White House finally approved the set of tough new Food and Drug Administration (FDA) coronavirus vaccine standards after weeks of delays. The standards, which would be used for an emergency authorization of a vaccine, are the same as the ones the agency proposed weeks ago as part of an effort to boost public confidence in an eventual vaccine. The White House had initially blocked implementing the new standards based on the 2-month data fearing it would delay the vaccine.
The White House rejected the Centers for Disease Control (CDC) offer to lead the effort to track and notify citizens that were exposed to the coronavirus outbreak linked to President Trump and the many White House officials and staff. The CDC is the federal government’s authority and experts in contact tracing. CDC officials say the White House is avoiding tracing the scope of the outbreak.

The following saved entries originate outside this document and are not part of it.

PR #885, opened 2019-11-12
Girls frontline Weapon pack patch + ammodef

Tostov:
Patch and ammo def for Girls' frontline Weapon Pack.
Included 15.2x169mm ammo def since it is techincally a real caliber.
Ammo spec:
Overall Length: 207mm
Base case diameter: 26mm
Bullet Case Mass: 150g
Bullet Diameter (sabot): 5.5mm
Muzzle Velocity: 1450m/s
Bullet Mass (sabot):19.5g
Penetration is guesswork based on 40mm RHA at 1000m, which seems to be the most commonly cited penetration of the gun.

### DIFF
--- a/Defs/Ammo/HighCaliber/15.2x169mm.xml
+++ b/Defs/Ammo/HighCaliber/15.2x169mm.xml
@@ -1,0 +1,124 @@
+﻿<?xml version="1.0" encoding="utf-8" ?>
+<Defs>
+
+  <ThingCategoryDef>
+    <defName>Ammo152x169mm</defName>
+    <label>15.2x169mm</label>
+    <parent>AmmoHighCaliber</parent>
+    <iconPath>UI/Icons/ThingCategories/CaliberHighCaliber</iconPath>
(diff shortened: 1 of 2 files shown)


LockdownX7 (changes requested):

LockdownX7 (approved):

sumghai:
@Tostov - I noticed one small discrepancy between your XML def and the actual results from spreadsheet calculations.

I took the data you mentioned in your OP and crunched it through the spreadsheet:



Producing the following result:



The final mass comes out to be 0.17, but your `statBases/Mass` value in XML is 0.185; also, the calculated `MarketValue` should be 0.78 rather than the 0.91 in XML.

Finally, according to [this webpage](http://www.steyr-aug.com/amr.htm), the 150g value quoted is actually the complete cartridge mass (bullet, casing, propellant), so for CE, shouldn't the Bullet Case Mass really be `150 - 19.5=` 130.5 g?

Former and current U.S. national security officials warn that foreign adversaries are preparing to “fill the information void” left open by Trump’s medical team about the President’s health and current condition. Adversaries are poised to take advantage of the lack of transparency to spread disinformation to “make mischief” and sow doubt about the U.S. government’s stability.
In the News:
About 10 percent of the global population may have been infected by the coronavirus, according to World Health Organization (WHO) Director-General Tedros Adhanom Ghebreyesus. It's an estimate that's far higher than the total of global confirmed cases reported by governments. As WHO leadership meets at its headquarters in Geneva, the world has officially tallied more than 35 million coronavirus cases and more than 1 million fatalities. While reports do not indicate the WHO’s stated rationale for the undercount, many experts believe the virus has been under-reported due to lack of testing.
Aircraft manufacturer Boeing is cutting its expectations for new commercial aircraft demand over the next decade, citing what it estimates will be a years-long slump in travel demand because of the coronavirus pandemic. The manufacturer forecast on Tuesday that the world’s airlines will need 18,350 planes worth $2.9 trillion over the next 10 years, an 11 percent drop from its forecast a year ago. In the first half of 2020, Boeing’s sales fell 26 percent to $28.7 billion. Its defense and space unit generated nearly 44 percent of that revenue, a ten-point jump from 2019.
Data from more than 1,400 colleges compiled by the College Crisis Initiative at Davidson College and analyzed by NPR shows that more than 2 out of 3 colleges with in-person classes either have no clear COVID-19 testing plan or are testing only students who feel sick or are exposed to an infected person. Among that subset of colleges with more 5,000 undergraduates, only 25 percent are conducting mass screening or random "surveillance" testing. Only 6 percent are routinely testing all students.The findings suggest that communities around the U.S. could be exposed to new outbreaks once students head home for the holidays.
Over 7,000 movie screens will be dark in the U.S. this weekend as the Regal theater chain said it will shut down all 536 locations on Thursday. The closure reflects "an increasingly challenging theatrical landscape" due to the COVID-19 pandemic and is temporary, the chain said. Regal had started to reopen U.S. locations in late August. Regal is the second-largest film exhibitor in the U.S., after AMC Theatres. Roughly 40,000 Regal employees across the U.S. now face a work furlough, the company told NPR.